14 DAY TRIAL // The extra day we add to the month of February every four years is meant to bring us back in sync with Earth's rotation around the Sun. Astronomers now propose that a similar calendar oddity may occur on other worlds as well, given that there's someone or something there to keep track of time.
In the Gregorian calendar we use, Earth's revolution around the Sun slowly falls out of tune over a period of four years, up to the point were 24 hours are gained. By convention, every four years, the second month gets an extra day.
If that would not happen, then the seasons would most likely switch places once every 700+ years or so, due to the constant addition of one day every four years. The same situation could be applied to extrasolar planets as well, where inhabitants keep track of time in a similar manner.
On Earth, leap days primarily occur because the time it takes Earth to complete a full revolution around the Sun cannot be accurately divided into days of equal length. Primarily, this happens because an Earth day is not 24 hours long.
“We have a leap year because the spin rate of the Earth, which is 23 hours and 56 minutes, doesn't divide completely evenly into the length of the year, which is 365.242374 days,” University of California in Santa Cruz astronomer Greg Laughlin explains.
“You can't fit an exact number of spins into one trip around the Sun without having some left over,” he adds. These leftovers take four years to make an extra day, which we include in our calendars.
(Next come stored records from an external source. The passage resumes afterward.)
PR #5247, opened 2026-01-16
[NO-TICKET] Fix rare race in profiler causing flaky spec on Ruby 2.7

ivoanjo:
**What does this PR do?**

While working on another PR, I was running the profiler test suite locally on Ruby 2.7 and spotted that
`./spec/datadog/profiling/collectors/stack_spec.rb:872` was sometimes flaky:

```
Datadog::Profiling::Collectors::Stack
  when sampling a thread with empty locations
    gathers a one-element stack with a "In native code" placeholder (FAILED - 1)

Failures:

  1) Datadog::Profiling::Collectors::Stack when sampling a thread with empty locations gathers a one-element stack with a "In native code" placeholder
     Failure/Error: expect(gathered_stack).to contain_exactly(have_attributes(base_label: "", path: "In native code", lineno: 0))

       expected collection contained:  [(have attributes {:base_label => "", :lineno => 0, :path => "In native code"})]
       actual collection contained:    []
       the missing elements were:      [(have attributes {:base_label => "", :lineno => 0, :path => "In native code"})]
     # ./spec/datadog/profiling/collectors/stack_spec.rb:873:in `block (3 levels) in <top (required)>'
     # ./spec/spec_helper.rb:279:in `block (2 levels) in <top (required)>'
     # ./spec/spec_helper.rb:157:in `block (2 levels) in <top (required)>'
     # ruby-2.7.8/gems/webmock-3.26.1/lib/webmock/rspec.rb:39:in `block (2 levels) in <top (required)>'
     # ruby-2.7.8/gems/rspec-wait-0.0.10/lib/rspec/wait.rb:47:in `block (2 levels) in <top (required)>'
     # ./spec/support/execute_in_fork.rb:32:in `run'

Finished in 0.03459 seconds (files took 0.3921 seconds to load)
1 example, 1 failure

Failed examples:

rspec ./spec/datadog/profiling/collectors/stack_spec.rb:872 # Datadog::Profiling::Collectors::Stack when sampling a thread with empty locations gathers a one-element stack with a "In native code" placeholder
```

The root of the issue lies in the `thread_with_empty_locations` might not be completely created by the time we sample it.

In fact, if I added a
`wait_for { thread_with_empty_locations.status }.to eq "sleep"` to the test that failed, the flakiness went away.

Debugging it, in practice what happened in the failed runs is that the profiler observed `ec->vm_stack == NULL` and thus went with `return 0` instead of `PLACEHOLDER_STACK_IN_NATIVE_CODE`.

This PR fixes the issue by adding a check for `cfp == NULL` similar to the one we already had below for `end_cfp == NULL`.

**Motivation:**

In practice a real profile has thousands of samples so skipping one while the thread is being created is not a real issue, but the flakiness is, so I decided to fix it anyway.

**Change log entry**

Yes. Minor: Fix rare race in profiler causing flaky spec on Ruby 2.7

**Additional Notes:**

N/A

**How to test the change?**

I used
`rspec_n -s ./spec/datadog/profiling/collectors/stack_spec.rb:872 1000` to trigger the issue on `ruby 2.7.8p225 (2023-03-30 revision 1f4d455848) [x86_64-linux]`and usually would get a failure within 1-5 tries.

After I changed this logic, I could no longer reproduce the failure.

### DIFF
--- a/.github/actions/bundle-cache/action.yml
+++ b/.github/actions/bundle-cache/action.yml
@@ -13,18 +13,17 @@ outputs:
 runs:
   using: "composite"
   steps:
-    - id: ruby-alias
+    - name: Generate unique Ruby environment key
+      id: ruby-env-id
       shell: bash
       run: |
-        engine=$(ruby -e "puts RUBY_ENGINE")
-        alias=$(ruby -e "puts RUBY_ENGINE_VERSION")
-
-        echo "ruby-alias=$engine-$alias" >> "$GITHUB_OUTPUT"
+        id=$(ruby -e "puts RUBY_DESCRIPTION") # Includes patchlevel, os, and arch
+        echo "id=$id" >> "$GITHUB_OUTPUT"
     - name: Generate lockfile
       id: lockfile
       shell: bash
       env:
-        LOCKFILE: lockfile-${{ steps.ruby-alias.outputs.ruby-alias }}
+        LOCKFILE: lockfile-${{ steps.ruby-env-id.outputs.id }}
       run: |
         bundle lock
         echo "lockfile=$LOCKFILE" >> "$GITHUB_OUTPUT"
@@ -37,7 +36,7 @@ runs:
       uses: actions/cache/restore@0057852bfaa89a56745cba8c7296529d2fc39830 # v4.3.0
       id: restore-cache
       with:
-        key: bundle-${{ runner.os }}-${{ runner.arch }}-${{ steps.ruby-alias.outputs.ruby-alias }}-${{ hashFiles('*.lock') }}
+        key: bundle-${{ steps.ruby-env-id.outputs.id }}-${{ hashFiles('*.lock') }}
         path: "/usr/local/bundle"
     - if: steps.restore-cache.outputs.cache-hit != 'true'
       shell: bash


marcotc:
Just a general thought: have you considered a library constructor, using [`__attribute__((constructor))`](https://gcc.gnu.org/onlinedocs/gcc/Common-Function-Attributes.html#index-constructor-function-attribute), like [this example](https://github.com/namhyung/uftrace/blob/a7b5dd2f6120366e27107266370f523c4e771ee0/libmcount/mcount.c#L2258)? It ultimately sets up signal handlers in [parse_sigspec](https://github.com/namhyung/uftrace/blob/a7b5dd2f6120366e27107266370f523c4e771ee0/libmcount/mcount.c#L352). My reading is that constructors run before a signal arrives in the new process... but now that I think of it, the new process might be unrelated and have nothing to do with dd-trace-rb, so I guess it won't solve this problem.

(Btw, the current fix looks good!)

ivoanjo:
@marcotc I believe your comment is related to the other PR you just reviewed (thanks btw!) -- I'll reply there https://github.com/DataDog/dd-trace-rb/pull/5246 .

PR #5252, opened 2026-01-19
[APPSEC-60626] Fix type spec for vendor/gem.rbs

Strech:
**What does this PR do?**

Fix type definition of `Gem::BasicSpecification#version` method

**Motivation:**

This is the way

**Change log entry**

No.

**Additional Notes:**

None.

**How to test the change?**

CI

### DIFF
--- a/sig/datadog/profiling/collectors/code_provenance.rbs
+++ b/sig/datadog/profiling/collectors/code_provenance.rbs
@@ -2,38 +2,54 @@ module Datadog
   module Profiling
     module Collectors
       class CodeProvenance
-        def initialize: (?standard_library_path: String, ?ruby_native_filename: String?) -> void
-        def refresh: (?loaded_files: Array[String], ?loaded_specs: Array[Gem::BasicSpecification]) -> self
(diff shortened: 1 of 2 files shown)


sig/datadog/profiling/collectors/code_provenance.rbs
```diff
@@ -2,38 +2,56 @@ module Datadog
...
+
+          @kind: ::String
+
+          @name: ::String
+
+          @version: ::String
+
+          @paths: ::Array[::String]
+
+          def initialize: (kind: ::String, name: ::String, version: version, path: ::String, extra_paths: ::Array[::String?]) -> void
```
ivoanjo: Minor: It's kinda weird to define the `version` separately and only use it once?

ivoanjo (approved):
👍 LGTM thanks for the update

sig/datadog/profiling/collectors/code_provenance.rbs
Strech: Yeah, will drop it, I thought it was something, but then nope, just once, and I forget to inline it. Will do 👍🏼

PR #5255, opened 2026-01-19
Fix typing for AppSec::Component

y9v:
**What does this PR do?**
This PR fixes types for `AppSec::Component`, and removes it from steep ignored files.

**Motivation:**
We don't want any AppSec files to be ignored by our steep configuration.

**Change log entry**
None. Internal change.

**Additional Notes:**
APPSEC-60626

**How to test the change?**
CI

### DIFF
--- a/sig/datadog/core/configuration/settings.rbs
+++ b/sig/datadog/core/configuration/settings.rbs
@@ -33,27 +33,27 @@ module Datadog
 
           def enabled=: (bool) -> void
 
-          def instrument: (Symbol) -> void
+          def instrument: (::Symbol) -> void
 
-          def trace_rate_limit: () -> Integer
+          def trace_rate_limit: () -> ::Integer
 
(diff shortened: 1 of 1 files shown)


sig/datadog/core/configuration/settings.rbs
```diff
@@ -33,6 +33,8 @@ module Datadog
 
           def enabled=: (bool) -> void
 
+          def instrument: (Symbol) -> void
```
Strech:
```suggestion
          def instrument: (::Symbol) -> void
```

y9v: good point, thanks! Will do the same for other core types for `_AppSec` interface here [5631706](https://github.com/DataDog/dd-trace-rb/pull/5255/commits/56317068b89b3fa5d35ac980064ed9a7764d631f)

PR #97, opened 2018-04-15
added removeSubsequentDuplicates to Extra.elm

jackhp95:
This is my first submission to OSS!

I ran into a situation where I needed a function like this, and I couldn't find a function that would remove subsequent duplicates in this library or in the elm-core. So I made removeSubsequentDuplicates and I figured someone may find it useful. 

I hope I handled things correctly, please let me know of things I could improve. Thank you!

### DIFF
--- a/src/List/Extra.elm
+++ b/src/List/Extra.elm
@@ -84,6 +84,7 @@ module List.Extra
         , greedyGroupsOf
         , greedyGroupsOfWithStep
         , groupsOfVarying
+        , removeSubsequentDuplicates
         )
 
 {-| Convenience functions for working with List
@@ -91,7 +92,7 @@ module List.Extra
 
 # Basics
 
-@docs last, init, getAt, (!!), uncons, maximumBy, minimumBy, andMap, andThen, reverseMap, takeWhile, dropWhile, unique, uniqueBy, allDifferent, allDifferentBy, replaceIf, setAt, remove, updateIf, updateAt, updateIfIndex, removeAt, removeIfIndex, filterNot, swapAt, stableSortWith
+@docs last, init, getAt, (!!), uncons, maximumBy, minimumBy, andMap, andThen, reverseMap, takeWhile, dropWhile, unique, uniqueBy, allDifferent, allDifferentBy, replaceIf, setAt, remove, updateIf, updateAt, updateIfIndex, removeAt, removeIfIndex, removeSubsequentDuplicates, filterNot, swapAt, stableSortWith
 
 
 # List transformations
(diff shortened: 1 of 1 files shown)


pzp1997:
This seems like a good function to have, but I'm not crazy about the name. You should also write some tests for your function in [list-extra/tests/Tests.elm](https://github.com/elm-community/list-extra/blob/master/tests/Tests.elm).

I haven't done any benchmarking, but I have a feeling that the following `foldr` implementation is faster.

```
removeSubsequentDuplicatesHelper : a -> List a -> List a
removeSubsequentDuplicatesHelper x acc =
    case head acc of
        Just y ->
            if x == y then
                acc
            else
                x :: acc

        Nothing ->
            x :: acc


removeSubsequentDuplicates : List a -> List a
removeSubsequentDuplicates list =
    foldr removeSubsequentDuplicatesHelper [] list
```

Here's another possible implementation that is potentially even faster than the foldr implementation but not stack safe.

```
removeSubsequentDuplicates : List a -> List a
removeSubsequentDuplicates list =
    case list of
        x :: y :: ys ->
            if x == y then
                removeSubsequentDuplicates (y :: ys)
            else
                x :: removeSubsequentDuplicates (y :: ys)

        _ ->
            list
```

I think we should do some benchmarking to quantify how fast each option is before making a decision on which to use.

jackhp95:
Ah! Thanks for the quick feedback! I'll work on benchmarking and tests and I'll get back to you. :)

Chadtech:
Thanks @jackhp95 and @pzp1997 !

Yeah I also am not crazy about the name. Reading it left me with the impression that all subsequent duplicates in the list were filtered, not just the immediate next elements. Maybe `uniqueNeighbors`? Just an idea.

And then, echoing what @pzp1997 said, if you could get the code working, add a test to our test file, and maybe benchmark a few alternative implementations to see which one is fastest. For bench marking you can use Ellie app. I always just copy and paste the code of an old bench mark we did for `List.Extra` and start from there, such as this one from another PR: https://ellie-app.com/5K7f2nGwsa1/1

Thanks for the submission! Congratulations on contributing to OSS. Let me know if you need any help.

pzp1997:
@jackhp95 Sorry, if I came off as rude earlier. I hope I didn't discourage you from contributing! Submitting PRs is a very rewarding process, and we are here to help you get your first one accepted. Please reach out with any questions.

Anyway, here's one more implementation for benchmarking. I expect it to be comparable to the other `foldr` implementation. It might even be slightly faster since the helper does not call `head` for each element in the list.

```
help : a -> ( a, List a ) -> ( a, List a )
help y ( x, xs ) =
    if x == y then
        ( x, xs )
    else
        ( y, x :: xs )


removeSubsequentDuplicates : List a -> List a
removeSubsequentDuplicates list =
    case list of
        [] ->
            []

        x :: xs ->
            uncurry (::) (foldr help ( x, [] ) xs)
```

PR #101, opened 2018-05-06
Define & test unconsLast

EverybodyKurts:
Handy for when you want to remove the last element of a list.

### DIFF
--- a/src/List/Extra.elm
+++ b/src/List/Extra.elm
@@ -306,10 +306,14 @@ uncons xs =
 
 -}
 unconsLast : List a -> Maybe ( a, List a )
-unconsLast =
-    List.reverse
-        >> uncons
-        >> Maybe.andThen (\( lastElem, reversedList ) -> Just ( lastElem, (List.reverse reversedList) ))
+unconsLast list =
+    case List.reverse list of
+        [] ->
+            Nothing
+            
+        last :: rest ->
+            (last, List.reverse rest)
+                |> Just
 
 
 {-| Find the first maximum element in a list using a comparable transformation
--- a/src/List/Extra.elm
+++ b/src/List/Extra.elm
@@ -5,6 +5,7 @@ module List.Extra
         , getAt
         , (!!)
         , uncons
+        , unconsLast
         , minimumBy
         , maximumBy
         , andMap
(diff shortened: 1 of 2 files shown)


Chadtech:
Hey @KurtRMueller , thanks for contributing.

Do you have a use case for this function in mind? It sounds like a pretty basic function, but I always want some practical context before merging stuff.

EverybodyKurts:
I've been using it when I want to dig through a list, split it apart, and then combine the first and last elements of the two lists.

I've also been using it to get an event's first and most recent date times.

I can try to come up with a more specific examples if you like. Let me know.

Chadtech:
Could you elaborate a little bit on your first example? Both of your cases seem like they could be accomplished with `List.Extra.last`, so I am trying to figure out whats _uniquely_ valuable about `unconsLast`.

I split things into `first :: rest` all the time, and I suspect a lot of people do, so it doesnt seem implausible to me that someone would need `(rest, last)`, I just dont have a clear picture right now.

EverybodyKurts:
Similar to the value that `uncons` provides, in which you get the first element of the list and the rest of the list with the first element removed, `unconsLast` allows you to get the last element of a list along with the rest of the list with the last element removed. 

As for the first example, I've been working on app that allows the user to create a passage of text where each individual letter is a `Character`. The app allows `Characters` to be highlighted and combined into `Word`s which is composed of a definition and a list of `Characters`. If a user highlights a character and then sweeps their mouse backwards, the app has been finding where the list of characters needs to split, divides the original list into two parts, and then has been using `unconsLast` to iteratively take away from the first part of the list, add to the newly created `Word`, and keep the remaining `Character`s of the first part of the list.

I hope the above blurb made sense. The value in `unconsLast` is similar to the  value of `uncons` where you can get both the first and remaining elements of the list. `unconsLast allows me to get both the last element of the list and the remaining elements of the list.

Chadtech:
I think I understand what use case you are describing, but I dont know why you would have to iterate from the end of the list of `Character` to accomplish that.

Either way, lets merge this.

Could you fix the errors on this PR, and also I think I found a more performant implementation of `unconsLast`. You can see it with a benchmark here: https://ellie-app.com/t6KfjbzNnWa1 Would you mind using this implementation instead?

EverybodyKurts:
That was a nice little demo. I never knew about the Benchmark library. I can use that implementation instead.

EverybodyKurts:
Hey @Chadtech, everything should be good to go. Let me know if anything is needed.

Chadtech:
Looks good! Thanks for contributing

Issue #49, opened 2017-06-01
groupWhile should return a List of Nonempty, not a List of List


ryan-senn:
`groupWhile : (a -> a -> Bool) -> List a -> List (List a)`

Should be 

`groupWhile : (a -> a -> Bool) -> List a -> List (Nonempty a)`

The issue is that Nonempty is a different package obviously. But as it stands it's kind of wrong, no? Maybe it belongs on the other package though.

ckoster22:
If `groupWhile` was given an empty list wouldn't it produce an empty list?

Chadtech:
`groupWhile f []` would be empty. So its possible.

jvoigtlaender:
But is `groupWhile` the only function in this package here that would be more accurately typed by replacing some `List` by a `Nonempty`? I don't think so. Just going through the package documentation page from top to bottom, I quickly encountered another one: `setAt` can never return `Just []`, so its most accurate return type would be `Maybe (Nonempty a)`, not `Maybe (List a)`. 

I'm not saying that the type of `setAt` should be changed. But I find it strange to somewhat arbitrarily pick one function from the package and bring `Nonempty` in for it. Wouldn't a more meaningful approach be to:
1. go trough all functions in the package and check for which ones such a change would be possible,
2. decide whether it's worth it overall.

pzp1997:
@jvoigtlaender The return type for `setAt` recently changed to get rid of the `Maybe`, so it no longer makes sense to return a `Nonempty` (the same applies to most/all of the other *At methods).  If you pass it an index that is less than 0 or greater than or equal to the list's length, it will not insert the element and is essentially a no-op. Therefore, when given an empty list, it will always return an empty list. Eliminating the methods whose return type recently changed, I don't see any obvious candidates that would benefit from `Nonempty`.

jvoigtlaender:
Okay, fine for `*At`, but it was really just the first example I came upon. My real question is not about `setAt`, but about whether, if `Nonempty` is brought in as a dependency for this package, more thought should go into what that means (or could mean) for the whole set of functions, not just the individual function `groupWhile`.

z5h:
@Chadtech `groupWhile f []` would still return `List NonEmptyList`. `[]` *is* a list of non-empty lists. (In fact, it's a list of ANYTHING.)

Chadtech:
Okay I see now @z5h . Yeah I was wrong.

z5h:
[...]

PR #103, opened 2018-05-31
Change group/groupWhile to use a tuple to represent a non-empty list

loganmac:
Quote from @evancz in the slack: 

> Someone mentioned that using `List.Extra.groupWhile` is annoying because you are guaranteed to get at least one entry in every single list, but you then have to pattern match and handle the empty case anyway. Can it be changed to the following type?
> 
> ```groupWhile : (a -> a -> Bool) -> List a -> List (a, List a)```
>
> I am going to be emphasizing to people that “non-empty lists” are not hard to represent, no special library needed. I think doing it as a tuple is a fine way

This PR does just that.

### DIFF
--- a/elm-package.json
+++ b/elm-package.json
@@ -1,5 +1,5 @@
 {
-    "version": "7.1.0",
+    "version": "8.0.0",
     "summary": "Convenience functions for working with List",
     "repository": "https://github.com/elm-community/list-extra.git",
     "license": "MIT",
--- a/src/List/Extra.elm
+++ b/src/List/Extra.elm
@@ -1277,7 +1277,7 @@ stripPrefix prefix xs =
     group [1,2,2,3,3,3,2,2,1] == [[1],[2,2],[3,3,3],[2,2],[1]]
 
 -}
-group : List a -> List (List a)
+group : List a -> List (a, List a)
 group =
     groupWhile (==)
 
@@ -1297,7 +1297,7 @@ For non-equivalent relations `groupWhile` has non-intuitive behavior. For exampl
 For grouping elements with a comparison test which is merely transitive, such as `(<)` or `(<=)`, see `groupWhileTransitively`.
 
 -}
-groupWhile : (a -> a -> Bool) -> List a -> List (List a)
+groupWhile : (a -> a -> Bool) -> List a -> List (a, List a)
 groupWhile eq xs_ =
     case xs_ of
         [] ->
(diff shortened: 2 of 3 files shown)


pzp1997:
See #49 for related discussion.

Chadtech:
Discussion seems to have fizzled out on this. To move forward, how about we merge this, in conjunction with a handful of non empty list helper functions, such as..
```elm
mapNonEmpty : (a -> b) -> (a, List a) -> (b, List b)
toNonEmpty : List a -> Maybe (a, List a)
fromNonEmpty : (a, List a) -> List a
```

..is that a good plan?

pzp1997:
I'm kind of against that proposal. At the end of the day we'll have a whole lot of duplicate functions just for dealing with non-empty lists that will pollute the library (you mentioned 3 or 4 functions in particular but why should we stop there?). Maybe this stuff belongs in a different package or module. Also, FYI toNonEmpty is the same thing as uncons.

pzp1997:
If we do decide to merge this PR, which again I don't think we should do, some work needs to be done. 

- There is one other grouping function that should be updated for consistency, groupWhileTransitively.
- There's a minor formatting issue on line 1311.
- The version probably should not be bumped in a pull request.

Chadtech:
We talked about this in the issues and came to the conclusion that we should merge this without any helpers. If anyone needs any helpers later we can always add them.

Chadtech:
Oh, and I will publish this with the next major update, which I would estimate will be within a month or two.

pzp1997:
Please make sure the comments I made above are addressed before publishing.

Chadtech:
Right, forgot about that, sorry. I will write that down and make sure those items are in the next release. I am going to have to sit down and solve some merge conflicts for the next release anyway. Unless @loganmac wants to do it (no pressure tho).

Chadtech:
Okay, I have implemented those remaining changes in the `0.19` branch.

Rather than update `groupWhileTransitively` I just deleted it. I went to update it, but that involved figuring out what it did exactly compared to `groupWhile`. Then I found #45 , and realized the distinction was in dispute. I agreed with the opinions expressed in that issue we should just delete `groupWhileTransitively`, and so thats what I did. 

Here is a demo: https://ellie-app.com/32KL9L2NtPKa1

Im worried this is too rushed. Its just some code I wrote up and pushed. So if you have any review of it I  would appreciate it.

pzp1997:
LGTM. Sorry for not getting to it sooner.

PR #108, opened 2018-08-27
Update tests for 0.19

rlefevre:
I needed this to validate some new tests, so I thought I could as well make a pull request.

I tested with elm-test@0.19.0-beta4, there was an issue with `groupWhile` that is fixed by the second commit (it seems that there was a mistake while updating the tests during last `groupWhile` behavior change).


Chadtech:
Okay. These tests work for me when I run them locally with the latest version of elm-test (0.19.0-beta5). 

Thanks a lot for doing this, its something that needed to get done.

rlefevre:
By the way, I noticed too late that I forgot to remove `tests/.gitignore`. You may want to remove it as I don't think that it will be useful anymore.

Chadtech:
Great. Yeah and the travis set up needs to be updated too, but I think I will update that when elm-test is past beta.

Issue #112, opened 2018-09-03
Upgrading tests


Chadtech:
Elm 0.19 is out, and out tests stuff is all out of wack. Heres what needs to get done:
- [x] Upgrade the tests file for 0.19 (Done, thanks to @rlefevre )
- [x] Remove `tests/.gitignore`
- [x] Fix travis set up

We can probably wait until elm-test is past beta for fixing the travis stuff.

Chadtech:
Okay I have all this taken care of in #115

Chadtech:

The astronomer is part of a team of scientists conducting the Lick Carnegie Exoplanet Survey. This endeavor uses the Keck Telescope, in Hawaii, to find alien worlds around distant stars. Thus far, more than 700 exoplanets have been confirmed, with an additional 2,325 proposed to exist.
Laughlin says that all planets whose spin periods don't fit neatly with their orbital periods will experience leap years. “So one could image you would have to design leap year-like systems for them. The degree to which they mismatch would be random,” he says, quoted by Space.
The only exceptions to this rule are tidally locked worlds, planets located so close to their parent stars that tidal forces prevent them from rotating along their own axis. The Moon, for example, is tidally locked to Earth, so we only see one of its faces.
“If tidal locking hasn't occurred then there's nothing to inform the planet about how fast it's spinning relative to its year. The spin of the planet depends on the gory details of its history,” Laughlin concludes.